QUIRK -- LTO inlining inflates apparent patch class. LegalizeTypes is labeled algorithmic because all four upstream files (LegalizeTypes.cpp, LegalizeIntegerTypes.cpp, LegalizeFloatTypes.cpp, LegalizeVectorTypes.cpp) collapse into a single 348 KB function. The functional behavior is a faithful reproduction of upstream DAGTypeLegalizer; the structural shape is the only delta. Likewise, InstCombine's ~15 upstream files inline into one 405 KB visitor. A faithful reimplementation can keep the upstream file split — the monolithic shape is a build-system artifact, not a behavioral requirement.

QUIRK -- "config-only" hides materially different schedules. A pass classified config-only (e.g. SROA, LICM) may still produce dramatically different output from a stock LLVM 20 invocation because cicc runs it more than once and at different pipeline positions. SROA runs twice (early after NVVMReflect, late after sinking); LICM runs early (hoist) plus late (sink); LoopRotate appears at several canonicalization points. The pass binary is upstream, but the scheduled effect is GPU-tuned. The full ordering lives in Pipeline & Ordering.

How to Use This Catalog

For a reimplementer porting cicc to an open LLVM base, the patch class maps directly to the work effort:

  • none rows: link the matching upstream .cpp unchanged. Re-apply scheduling from Pipeline & Ordering.
  • config-only rows: link upstream and re-register the cicc knobs and their defaults. Wire into the same pipeline slots.
  • algorithmic rows: start from upstream, then port the NVIDIA-specific extensions documented on the linked wiki page. Expect roughly one fork patch per row.
  • proprietary fork rows: build from the wiki deep dive. Upstream provides only the registration interface and surrounding infrastructure; the algorithm itself comes from the binary analysis.

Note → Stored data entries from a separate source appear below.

PR #42, opened 2016-12-20
Use IRQL value in the emulated KPCR structure rather than overwriting the Windows TIB structure

LukeUsher:
Note: The entire KPCR is currently per thread, this is not correct as the KPCR should be per processor.
The issue here is that the first part of the KPCR, NT_TIB should be per thread.

I haven't figured out a good way to keep that portion per-thread while keeping the rest of the structure global, that said, it will function fine if only one thread calls the IRQL functions.

### DIFF
--- a/src/CxbxKrnl/EmuKrnl.cpp
+++ b/src/CxbxKrnl/EmuKrnl.cpp
@@ -56,6 +56,12 @@ namespace NtDll
 };
 
 // ******************************************************************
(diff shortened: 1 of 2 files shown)


LukeUsher:
Added an implemenation of KeGetPcr();

This is a macro on the Xbox, rather than an exported kernel function, which is why it lacks the function offset and EXPORTNUM

PR #53, opened 2016-12-22
File information struct conversions

StrikerX3:
And a bunch of other things, such as overall code cleanup/improvements made by PatrickvL


StrikerX3:
This should get `NtSetInformationFile` and `NtQueryInformationFile` working. I still need to work on `NtQueryDirectoryFile`.

Issue #58, opened 2016-12-23
The new file/path funcs break many XBEs (if not all)


BiatuAutMiahn:
```
EmuKrnlNt.cpp (0x30F8): NtOpenFile forwarding to "IoCreateFile"...
EmuKrnlIo.cpp (0x30F8): IoCreateFile(
 OUT FileHandle              : 0xF1EFE3C
   DesiredAccess             : 100001
   ObjectAttributes          : 0x0F1EFE20 -> POBJECT_ATTRIBUTES {
   .RootDirectory: 00000000
   .ObjectName: 0x0006B000 -> PSTRING {
   .Length: 1D
   .MaximumLength: 1E
   .Buffer: \Device\Harddisk0\partition1\}
   .Attributes: 40}
 OUT IoStatusBlock           : 0xF1EFE2C
   AllocationSize            : 0x00000000
   FileAttributes            : 0
   ShareAccess               : 3
   Disposition               : (CREATE_DISPOSITION) FILE_OPEN = 0x1
   CreateOptions             : (CREATE_OPTION) FILE_DIRECTORY_FILE|FILE_SYNCHRONOUS_IO_NONALERT|FILE_OPEN_FOR_FREE_SPACE_QUERY = 0x800021
   Options                   : 0
);
EmuKrnl : IoCreateFile Corrected path...
  Org:"\Device\Harddisk0\partition1\"
  New:"$XbePath\Device\Harddisk0\partition1\"
EmuKrnl (0x30F8): IoCreateFile Failed! (0xC000003A)
EmuKrnlIo.cpp (0x30F8): IoCreateFile returns -1073741766
EmuXapi.cpp (0x30F8): EmuXLaunchNewImage(
   lpTitlePath               : <nullptr>
   pLaunchData               : 0F1EF238
);
EmuMain (0x30F8): Recieved Fatal Message:

* The xbe rebooted to Dashboard and xboxdash.xbe could not be found
```

PatrickvL:
Thanks for testing, it seems I've messed something up. Will look into that soon

LukeUsher:
Just had a look, it would seem that FindNtSymbolicLinkObjectByDevice is returning the wrong symbolic link object, this looks to be because the C symbolic link has XboxSymbolicLinkPath set to an empty string, causing the strncmp to compare 0 characters.

PatrickvL:
[...]

PR #59, opened 2016-12-23
Update symbolic code to be closer to how real hardware does things.

LukeUsher:
This means that we only assign a symbolic link for D:, on a real Xbox the kernel only handles this, the application takes care of the rest, usually via XAPI

Added some comments to explain behavior that is currently incorrect, eg: Drive D should point to the Xbe path, which is not always CDROM, however, as we set CDROM to the Xbe Path, it works anyway.

### DIFF
--- a/src/CxbxKrnl/CxbxKrnl.cpp
+++ b/src/CxbxKrnl/CxbxKrnl.cpp
@@ -504,16 +504,22 @@ extern "C" CXBXKRNL_API void CxbxKrnlInit
 
 	// Create default symbolic links :
 	{
+		// TODO: DriveD should always point to the Xbe Path
+		// This is the only symbolic link the Xbox Kernel sets, the rest are set by the application, usually via XAPI.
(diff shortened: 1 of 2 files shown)


LukeUsher:
This also fixes issue #58

src/CxbxKrnl/CxbxKrnl.cpp
```diff
@@ -527,21 +533,6 @@ extern "C" CXBXKRNL_API void CxbxKrnlInit
 
 		DbgPrintf("EmuMain : XeImageFileName = %s\n", xboxkrnl::XeImageFileName.Buffer);
 
-		CxbxCreateSymbolicLink(DriveA, DeviceCdrom0); // CdRom could be read from A:
```
PatrickvL: perhaps it's a good idea to keep this list around somewhere for documentation purposes

PatrickvL:
Thanks for looking into this

PR #62, opened 2016-12-24
Fix NV2A address mapping

LukeUsher:


src/CxbxKrnl/EmuNV2A.cpp
```diff
@@ -649,125 +649,153 @@ WRITE32_START(USER)
...
 
+typedef struct NV2ABlockInfo {
+		uint32_t offset;
+		uint32_t size;
+		uint32_t(*read)(uint32_t addr);
+		void(*write)(uint32_t addr, uint32_t value);
+} NV2ABlockInfo;
+
+static const NV2ABlockInfo regions[] = {{
+		0x000000,
```
PatrickvL: It's preferrable to replace these hardcoded offsets with their corresponding NV2A constants

LukeUsher:
Merging this for now as it is a good step in the right direction.
Improvements can come in the future once we have implemented an efficient way of dispatching memory functions

Issue #72, opened 2016-12-29
Config options for LLE/HLE sound and graphics


PatrickvL:
LLE is about to start for both sound (APU) and graphics (GPU), but we don't want to delete our HLE just yet.

So, we need a switch in the GUI for both sound and graphics, choosing between HLE and LLE.
This switch needs to be transferred to our CxbxKrnl.DLL, and be put in bLLE_APU vs bLLE_GPU (which were introduced recently).

Default should be HLE for both.
Choosing LLE is purely for development purposes, so these switches might as well only be available in DEBUG builds...

PatrickvL:
Done by pull request #73 (except DEBUG-only availability)

PR #73, opened 2016-12-29
Configurable LLE switches

PatrickvL:


PatrickvL:
Fixes issue #72

LukeUsher:
Looks fine to me. GUI work is a ballache but does need to be done

PR #77, opened 2017-01-03
Enable the use of PVS-Studio (Static Code Analysis Tool) 

LukeUsher:
These comments activate the free for Open Source license for PVS Studio
See http://www.viva64.com/en/b/0457/ for more details.

An initial run of PVS-Studio found the following:
460 high severity issues
146 medium severity issues
157 low severity issues


BiatuAutMiahn:
Nice!

PatrickvL:
Perhaps imports shouldn't be instrumented.

PatrickvL:
A link to the current analysis results would be nice

x1nixmzeng:
Compiling with LLVM does a great deal better than VS. Most of the warnings are to do with the `printf` format specifiers.

PR #78, opened 2017-01-03
Added unimplemented stubs for remaining Xc functions

x1nixmzeng:
This is missing the correct return values (if any) but should be useful in the current state


PatrickvL:
Great work! Thanks for the effort, much appreciated. It looks like this can be accepted as-is for now.
(I'll still do a quick review of the signatures once i find the time, correcting a few tidbits if you don't mind)

LukeUsher:
Thanks, 
We are getting close to the completion of kernel signatures, now we just need implementations ;)

PR #2245, opened 2021-06-21
Fix Release Title Default

RadWolfie:
@LukeUsher found a bug caused by #2242 for release creation to return empty name in GitHub API. I recongize recent merged pull request output unintentional default title name on release page. This pull request will fix the issue.

Doc: https://cli.github.com/manual/gh_release_create

### DIFF
--- a/.github/workflows/CI.yml
+++ b/.github/workflows/CI.yml
@@ -79,4 +79,4 @@ jobs:
         env:
           GH_REPO: ${{ github.repository }} # https://github.com/cli/cli/issues/3556
           GITHUB_TOKEN: ${{ secrets.GITHUB_TOKEN }}
-        run: gh release create ${{ steps.git.outputs.tag_name }} artifacts/*.zip -p --target $GITHUB_SHA
+        run: gh release create ${{ steps.git.outputs.tag_name }} artifacts/*.zip -p --target $GITHUB_SHA --title '${{ steps.git.outputs.tag_name }}'


.github/workflows/CI.yml
```diff
@@ -79,4 +79,4 @@ jobs:
         env:
           GH_REPO: ${{ github.repository }} # https://github.com/cli/cli/issues/3556
           GITHUB_TOKEN: ${{ secrets.GITHUB_TOKEN }}
-        run: gh release create ${{ steps.git.outputs.tag_name }} artifacts/*.zip -p --target $GITHUB_SHA
+        run: gh release create ${{ steps.git.outputs.tag_name }} artifacts/*.zip -p --target $GITHUB_SHA --title '${{ steps.git.outputs.tag_name }}'
```
Margen67, line 82:
```suggestion
        run: gh release create ${{ steps.git.outputs.tag_name }} artifacts/*.zip -p --target $GITHUB_SHA -t '${{ steps.git.outputs.tag_name }}'
```

LukeUsher (approved):

.github/workflows/CI.yml
RadWolfie: `-t` is another way but we have `-target` which can lead to confusion if you look at first character letter. That's why I choose `--title` instead.

Margen67: Does the title need single quotation marks around it?

RadWolfie: Either single or double quotation marks are fine. Main reason for this is to be aware if possible space(s) may have been input. Always use quoation marks when you're involve with title and body content strings.

PR #2246, opened 2021-06-21
Added support for memory unit devices

ergo720:
This adds support for a new input device, the memory unit (MU), which becomes available in the input gui when selecting the duke or S controller. For this cxbxr will now create a new folder called EmuMu in the same location where EmuDisk is created, and inside EmuMu there will be 8 folders, one for each MU. Regarding the internal code changes, this implements `XMountMUA`, `XMountMURootA`, `XUnmountMU`, `XReadMUMetaData` and extends the kernel functions `NtQueryVolumeInformationFile`, `NtDeviceIoControlFile` and `NtFsControlFile` to support MUs, in addition to the HDD.  Below is a pic of the dashboard recognizing the MUs:

Capture

Testing is welcome.


LanHikariDS:
Can confirm that TimeSplitters 2 and TimeSplitters: Future Perfect read from/write to them flawlessly-
image
image

src/core/kernel/support/EmuFile.cpp
```diff
@@ -84,7 +84,102 @@ XboxPartitionTable BackupPartTbl =
...
+	if (pos != std::string::npos) {
+		return DeviceType::Harddisk0;
+	}
+
+	pos = path.rfind(L"\\EmuMu");
+	if (pos != std::string::npos) {
+		return DeviceType::MU;
+	}
+
+	EmuNtSymbolicLinkObject *ret = FindNtSymbolicLinkObjectByDevice(DeviceCdrom0);
```
RadWolfie, line 174: I highly recommend do not use `FindNtSymbolicLinkObjectByDevice` solution as it is not intended to be used at all. Instead it is replaced to `FindEmuDirPathByDevice`. Using our own `NtSymbolicLinkObject` objects should be last resort. In fact, FindNtSymbolicLinkObjectByDevice should techinically return list of `NtSymbolicLinkObject` objects. But symbolic link objects are not only target to drive letter. So, using `NtSymbolicLinkObject` only support to drive letters are entirely wrong.

In summary, our `NtSymbolicLinkObject` class and/or functions need a rework to support non-drive letters.

RadWolfie (changes requested):
I had not made a full review, there's some changes need some fixes before I can re-review again.

I notice there are bunch of `dev1` and `port1` and the like which is not suitable to be use and lead confusion. Intead of using dev# and port#, they are actually iterator (in most cases), so using iDev and iPort, or i_dev and i_port, are preferred to be used.

RadWolfie:
Beside code review, I tested the pull request's build with dashboard first, then Monopoly Party title.

I can confirm personalize MU names does work. And able to display the MU name in Monopoly Party title as seen below:

<details>
<summary>MU1A with personalize</summary>

MU1A with personalize
</details>
<details>
<summary>MU1B without personalize (initialized by game title)</summary>

MU1B without personalize
</details>

src/core/kernel/exports/EmuKrnlNt.cpp
```diff
@@ -802,19 +830,55 @@ XBSYSAPI EXPORTNUM(200) xbox::ntstatus_xt NTAPI xbox::NtFsControlFile
...
-				CxbxFormatPartitionByHandle(FileHandle);
-				ret = xbox::status_success;
-			}
-			break;
+	switch (FsControlCode)
+	{
+	case fsctl_dismount_volume: {
+		int partitionNumber = CxbxGetPartitionNumberFromHandle(FileHandle);
+		if (partitionNumber > 0) {
+			CxbxFormatPartitionByHandle(FileHandle);
```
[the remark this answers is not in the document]
RadWolfie: I didn't mean by note "NOTE:", I meant by "HACK:" note.

src/common/Settings.hpp
```diff
@@ -147,6 +147,7 @@ class Settings
 
 	struct s_input_port {
 		int Type;
+		int SlotType[2];
```
RadWolfie, line 150:
```suggestion
		int SlotType[XBOX_CTRL_NUM_SLOTS];
```
If not able to do above method, please add `XBOX_CTRL_NUM_SLOTS` in a comment on this line.

src/common/input/InputManager.h
```diff
@@ -47,6 +53,11 @@ inline XBOX_INPUT_DEVICE input_support_list[] = {
 	XBOX_INPUT_DEVICE::ARCADE_STICK,
 };
 
+inline XBOX_INPUT_DEVICE slot_support_list[] = {
+	XBOX_INPUT_DEVICE::DEVICE_INVALID,
+	XBOX_INPUT_DEVICE::MEMORY_UNIT,
+};
```
RadWolfie, line 59: Not a review remark, perhaps include microphone and keyboard (for PSO title) devices in a commented section?

src/common/input/InputManager.h
```diff
@@ -92,44 +103,44 @@ struct SBCOutput {
...
-	CXBX_XINPUT_IN_STATE    *InState;
-	bool                    bPendingRemoval;
-	bool                    bSignaled;
-	bool                    bIoInProgress;
-	bool                    bAutoPoll;         // autopoll on/off, as instructed by the title in XInputOpen
-	bool                    bAutoPollDefault;  // default autopoll value, depending on device type
-	CXBX_XINPUT_DEVICE_INFO XboxDeviceInfo;
-}
-CXBX_CONTROLLER_HOST_BRIDGE, *PCXBX_CONTROLLER_HOST_BRIDGE;
+extern DeviceState g_devs[4 + 8];
```
RadWolfie, line 134:
```suggestion
extern DeviceState g_devs[4 + 4 * XBOX_CTRL_NUM_SLOTS];
```
imo, ^ will better than hardcode numbers.
Although, it appear we don't have macro for `XBOX_HW_NUM_PORT_SLOTS` or the like.

RadWolfie (changes requested):
Few code style changes and base on numerous to input mechanical not relative to memory unit devices. I recommended to perform full test with various titles that had been known to break in the past.

src/common/input/SdlJoystick.cpp
```diff
@@ -160,15 +156,22 @@ namespace Sdl
...
+					PortStr2Int(port, &port_num, &slot);
+
+					g_InputDeviceManager.UpdateDevices(port, false);
+					// Force an update of the entire slot connectivity of this port
+					g_InputDeviceManager.UpdateDevices(port + ".0", false);
+					g_InputDeviceManager.UpdateDevices(port + ".1", false);
 				}
 
-				delete Event.user.data1;
+				delete static_cast<int *>(Event.user.data1);
```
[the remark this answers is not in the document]
ergo720: That's defined by SDL itself, I cannot change it.

src/core/hle/XAPI/Xapi.cpp
```diff
@@ -43,24 +43,69 @@
...
 
-// Global bridge for xbox controller to host, 4 elements for 4 ports.
-CXBX_CONTROLLER_HOST_BRIDGE g_XboxControllerHostBridge[4] = {
-	{ NULL, PORT_INVALID, XBOX_INPUT_DEVICE::DEVICE_INVALID, &g_InState[0], false, false, false, false, false, { 0, 0, 0, 0, 0 } },
-	{ NULL, PORT_INVALID, XBOX_INPUT_DEVICE::DEVICE_INVALID, &g_InState[1], false, false, false, false, false, { 0, 0, 0, 0, 0 } },
-	{ NULL, PORT_INVALID, XBOX_INPUT_DEVICE::DEVICE_INVALID, &g_InState[2], false, false, false, false, false, { 0, 0, 0, 0, 0 } },
-	{ NULL, PORT_INVALID, XBOX_INPUT_DEVICE::DEVICE_INVALID, &g_InState[3], false, false, false, false, false, { 0, 0, 0, 0, 0 } },
-};
+// Protects access to xpp types
+std::atomic<bool> g_bXppGuard = false;
```
RadWolfie, line 58: I'm not sure if we need this additional guard?

> // Guard against the unfortunate case where XGetDevices or XGetDeviceChanges have already checked for g_bIsDevicesInitializing
	// and g_bIsDevicesEmulating and a thread switch happens to this function

Quote from `while (g_bXppGuard) {}` line.

Can't we simply check both booleans than rely on additional variable, g_bXppGuard?

src/core/kernel/init/CxbxKrnl.cpp
```diff
@@ -1921,6 +1948,11 @@ void CxbxKrnlShutDown(bool is_reboot)
 	// Shutdown the memory manager
 	g_VMManager.Shutdown();
 
+	if (g_io_mu_metadata) {
+		delete g_io_mu_metadata;
+		g_io_mu_metadata = nullptr;
+	}
+
```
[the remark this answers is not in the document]
ergo720: It cannot be put inside `g_InputDeviceManager.Shutdown();` because this is also called from the GUI, where `g_io_mu_metadata` doesn't exist. Also, this class has nothing to do with the input manager, it just regulates access to the MU partition headers.

src/common/input/SdlJoystick.cpp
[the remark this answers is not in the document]
RadWolfie: Strange, but ok SDL.

src/core/kernel/init/CxbxKrnl.cpp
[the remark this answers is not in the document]
RadWolfie: Okay, except MUs does have XPP type. So, it'll be wise to keep XPP types closely together and before memory manager's shutdown. As in memory manager should be the last one to shutdown as safe guard reason. Of course, before EmuShared's shutdown.

src/common/input/InputManager.h
ergo720: We could but, like the name says, this struct is meant to be used during the initialization code of the xbox controller window, to know which slot devices are to be displayed and we support. So, adding the unsupported devices, even if commented out, doesn't feel right to me, and can be easily added later when we will implement them.

RadWolfie: I don't agree with you. If you can remember, me and other guy had issues trying to find where SBC should be  placed at from existing defines. Beside, having commented out lines here as a "TODO" list will help better. And we do know both microphone and keyboard are insert into the controller's slots. By not having todo/notes here, we will eventually forget all over again. It is intended for a record.

src/core/hle/XAPI/Xapi.cpp
ergo720: `UpdateXppState` is only called from `ConstructHleInputDevice` and `DestructHleInputDevice`, both of which set `g_bIsDevicesEmulating` to true. The unfortunate case happens when `XGetDevices` or `XGetDeviceChanges` are called, find `g_bIsDevicesEmulating = false`, proceed, but then a thread switch happens to `UpdateXppState`. Without the guard, the latter will concurrently access the xpp type, which might cause issues depending on which xpp type `XGetDevices` and `XGetDeviceChanges` are using.

RadWolfie (approved):
Known titles experienced regression in the past has pass test by our tester.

For the inverse view — pipeline slot to pass list — see Pipeline & Ordering. For NVIDIA-only passes that do not appear in this catalog at all (because they have no upstream counterpart even at the file level), see NVIDIA Custom Passes.

Suggested Porting Order

A reimplementation that follows the binary's optimization order rather than the upstream LLVM source order tends to surface fewer surprises:

  1. Start with the none rows — link upstream, confirm the cicc pipeline assembler will accept them, and lock in the registration names.
  2. Layer in the config-only rows. The knob defaults live in the cicc constructors documented on each deep-dive page; mismatched defaults are the most common cause of "the pass runs but the output is different" bugs during porting.
  3. Port the algorithmic rows next, one wiki page at a time. The deep-dive pages enumerate the NVIDIA additions as discrete patches against the upstream .cpp; each can be applied and tested independently.
  4. Tackle the proprietary fork rows last. These have the longest implementation tail (LSR alone is 2,688 decompiled lines; the SelectionDAG intrinsic switch is 9,518) and benefit from the surrounding infrastructure being already in place when their tests run.

Where the Catalog is Deliberately Incomplete

This catalog covers the LLVM-derived components only. Three classes of cicc functionality are intentionally absent:

  • NVIDIA-only IR passes (Memory Space Opt, NVVM Reflect, Printf Lowering, the process-restrict family, etc.) live under NVIDIA Custom Passes. They have no upstream file to point at.
  • The EDG frontend that feeds the LLVM pipeline (NVVM IR generation, builtin lowering at sub_955A70) is documented under Pipeline Overview and is not derived from LLVM at all.
  • PTX emission (the AsmPrinter at sub_21E74C0 and the surrounding text-writer infrastructure) is heavily NVIDIA-customized but classifying it row-by-row would require enumerating every PTX directive; the Pipeline / Emission page covers it as one unit.

Together this catalog plus the NVIDIA Custom Passes Overview cover the full optimization-and-codegen surface of cicc v13.0.